SUPPLIED DATA —
↓↓↓

Issue #5158, opened 2022-10-22
Web Framework Hosting - Sveltekit


xariusdesai:
### [REQUIRED] Environment info

**firebase-tools:**
11.15.0

**Platform:**
macOS

### [REQUIRED] Steps to reproduce

Create skeleton Sveltekit project
firebase experiments:enable webframeworks
Firebase init hosting
Svelte project auto detected
No other changes to other config files
firebase serve - site working as expected using Vite development server
firebase deploy - builds sveltekit app and then fails during build process

### [REQUIRED] Expected behavior

Build process finishes and deploys to hosting

### [REQUIRED] Actual behavior

Get the following error:
Error: An unexpected error has occurred.

Looking at the log, it seems as if it is trying to get to the client folder, but the path has my base path in twice.
[firebase-debug.log](https://github.com/firebase/firebase-tools/files/9845124/firebase-debug.log)

kddige:
Might be duplicate of #5144 - no solution yet, but problem might have been found looking at the comments.

Nushio:
We'll need a new svelte adapter for this to work, as well as a very small amount of work to the firebase-tool. I'll send the pr later this afternoon for the firebase-tool but I need a bit more time to figure out the best path forward (Either adapt svelte-firebase-adapter to fit this tool, or, make a new tool altogether)

simonnepomuk:
I wrote an [adapter for SvelteKit](https://www.npmjs.com/package/sveltekit-adapter-firebase) which works fine for the _traditional_ Firebase deployment. I'm now trying to integrate web framework support to leverage the features that come with it but I'm a bit stuck. My approach was to build everything and utilize the [custom express integration](https://firebase.google.com/docs/hosting/express). I've [opened a PR](https://github.com/simonnepomuk/monorepo/pull/2) to show what my approach is and filed an issue for framework support [here](https://github.com/FirebaseExtended/firebase-framework-tools/issues/53).   
Any input is very much appreciated!

simonnepomuk:
@TheIronDev  I think [this PR](https://github.com/firebase/firebase-tools/pull/5248) in combination with [this one](https://github.com/simonnepomuk/monorepo/pull/2) should fix the issue.

TheIronDev:
Hi @simonnepomuk ,

First, apologies for the delayed response. And also thank you for opening up the PR(s)!!!!

[...]

PR #5248, opened 2022-11-16
Web Frameworks support: Use ES6 module syntax and use main file in express integration

simonnepomuk:
### Description

This should fix two issues:  
- When trying to integrate custom web frameworks through express the generated handle function tries to import the root path (where the `package.json` lies). Actually, it should import the file specified in the  `main` property of the `package.json`
- When trying to integrate custom web frameworks through express with `"type": "module"` in `package.json` the generated function fails to execute since the generated code contains a `require(...)` statement.

Should close:  
 - [Issue in firebase-framework-tools repo](https://github.com/FirebaseExtended/firebase-framework-tools/issues/53)
 - #5158

### Scenarios Tested

I linked the `firebase-tools` to my branch using `npm link` and ran the tests in the [firebase-framework-tools repo](https://github.com/FirebaseExtended/firebase-framework-tools). Is this how it should be done? I needed to replace the site ID in a couple of files to a site ID which I have access to. 

This was also tested in the branch of the [web framework support PR](https://github.com/simonnepomuk/monorepo/pull/2) of my SvelteKit adapter with `emulators:start` and `deploy`.

### DIFF
--- a/src/frameworks/express/index.ts
+++ b/src/frameworks/express/index.ts
@@ -48,13 +48,15 @@ async function getBootstrapScript(
   const allowRecursion = !entry;
   if (!entry) {
     const {
-      packageJson: { name },
+      packageJson: { name, main },
     } = await getConfig(root);
     try {
-      entry = require(root);
+      entry = require(join(root, main));
       bootstrapScript = `const bootstrap = Promise.resolve(require('${name}'))`;
     } catch (e) {
-      entry = await dynamicImport(root).catch(() => undefined);
+      entry = await dynamicImport(join(root, main)).catch((err: Error) =>
+        console.log("Unable to find main entry point", err)
+      );
       bootstrapScript = `const bootstrap = import('${name}')`;
     }
   }
@@ -63,7 +65,7 @@ async function getBootstrapScript(
   if (typeof handle === "function") {
     return (
       bootstrapScript +
-      ";\nexports.handle = async (req, res) => (await bootstrap).handle(req, res);"
+      ";\nexport const handle = async (req, res) => (await bootstrap).handle(req, res);"
     );
   }
   if (typeof app === "function") {
@@ -72,7 +74,7 @@ async function getBootstrapScript(
       if (typeof express.render === "function") {
         return (
           bootstrapScript +
-          ";\nexports.handle = async (req, res) => (await bootstrap).app(req, res);"
+          ";\nexport const handle = async (req, res) => (await bootstrap).app(req, res);"
         );
       }
     } catch (e) {
--- a/src/frameworks/index.ts
+++ b/src/frameworks/index.ts
@@ -523,10 +523,9 @@ ${firebaseDefaults ? `__FIREBASE_DEFAULTS__=${JSON.stringify(firebaseDefaults)}\
       // TODO move to templates
       await writeFile(
         join(functionsDist, "server.js"),
-        `const { onRequest } = require('firebase-functions/v2/https');
-const server = import('firebase-frameworks');
-exports.ssr = onRequest((req, res) => server.then(it => it.handle(req, res)));
-`
+        `import { onRequest } from 'firebase-functions/v2/https';
+         const server = import('firebase-frameworks');
+         export const ssr = onRequest((req, res) => server.then(it => it.handle(req, res)));`
       );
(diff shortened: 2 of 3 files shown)


simonnepomuk:
I've done some additional testing and it looks like the import is correct, but the generated code needs to be adapted to support ES modules. I'll try to revert the changes to the import path and see if the `custom` integration tests in the `framework-tools` repo still work.

simonnepomuk:
@jamesdaniels 
I think this might need some functionality to determine if `"type": "module"` exists in the `package.json` and either load the adapted code from this PR or the preexisting code that is currently being replaced by this PR. Otherwise it probably breaks CJS code.

jamesdaniels (changes requested):
While I'm testing on my machine, mind adding a changelog entry?

simonnepomuk:
> While I'm testing on my machine, mind adding a changelog entry?

Will do.

src/frameworks/index.ts
```diff
@@ -523,10 +523,9 @@ ${firebaseDefaults ? `__FIREBASE_DEFAULTS__=${JSON.stringify(firebaseDefaults)}\
...
       await writeFile(
         join(functionsDist, "server.js"),
-        `const { onRequest } = require('firebase-functions/v2/https');
-const server = import('firebase-frameworks');
-exports.ssr = onRequest((req, res) => server.then(it => it.handle(req, res)));
-`
+        `import { onRequest } from 'firebase-functions/v2/https';
+         const server = import('firebase-frameworks');
+         export const ssr = onRequest((req, res) => server.then(it => it.handle(req, res)));`
       );
```
austincrim, line 529: Agree with your comment on the PR that we will need some logic to retain the old CJS behavior as well.

Should be straightforward with something like `if (packageJson.type === 'module') ...`.

We could extract the snippets to `const`s, keep them as inline literals, or even bring them out into the `templates` folder like the `TODO` comment suggests, but I'll defer to @jamesdaniels on that one.

src/frameworks/express/index.ts
```diff
@@ -63,7 +65,7 @@ async function getBootstrapScript(
   if (typeof handle === "function") {
     return (
       bootstrapScript +
-      ";\nexports.handle = async (req, res) => (await bootstrap).handle(req, res);"
+      ";\nexport const handle = async (req, res) => (await bootstrap).handle(req, res);"
```
austincrim, line 68: Same comment regarding CJS support

src/frameworks/express/index.ts
```diff
@@ -72,7 +74,7 @@ async function getBootstrapScript(
       if (typeof express.render === "function") {
         return (
           bootstrapScript +
-          ";\nexports.handle = async (req, res) => (await bootstrap).app(req, res);"
+          ";\nexport const handle = async (req, res) => (await bootstrap).app(req, res);"
```
austincrim, line 77: Same comment regarding CJS support

src/frameworks/index.ts
jamesdaniels: I could see

```ts
const importStatements = packageJson.type === 'module' ?
  "import { onRequest } from 'firebase-functions/v2/https';" : 
  "const { onRequest } = require('firebase-functions/v2/https');"`
```

if we wanted to DRY it up

```ts
const importsFrom = [["onRequest"], "firebase-functions/v2/https"];
const importStatements = importsFrom.map(([imports, from]) => packageJson.type === "module" ? ... : ...);
...
```

austincrim: We'll need the same for the export, right? Might be easier/clearer to just repeat the whole block.

jamesdaniels: SG, let's just repeat the block

austincrim:
@simonnepomuk Let me know if you're still up for getting this merged. If not, we can adapt your PR and move forward ourselves, with attribution back to your work.

simonnepomuk:
> @simonnepomuk Let me know if you're still up for getting this merged. If not, we can adapt your PR and move forward ourselves, with attribution back to your work.

Hey @austincrim, thx for the review. My interest in using firebase dwindled over the last months because of some regulatory issues. Feel free to move forward.

austincrim:
#5540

↑↑↑

WHAT TO PRODUCE —
Quote exactly the lines running from the start of the listing above through the line where "No other changes to other config files" is found, and output no other lines.

EXPECTED OUTPUT —
Issue #5158, opened 2022-10-22
Web Framework Hosting - Sveltekit


xariusdesai:
### [REQUIRED] Environment info

**firebase-tools:**
11.15.0

**Platform:**
macOS

### [REQUIRED] Steps to reproduce

Create skeleton Sveltekit project
firebase experiments:enable webframeworks
Firebase init hosting
Svelte project auto detected
No other changes to other config files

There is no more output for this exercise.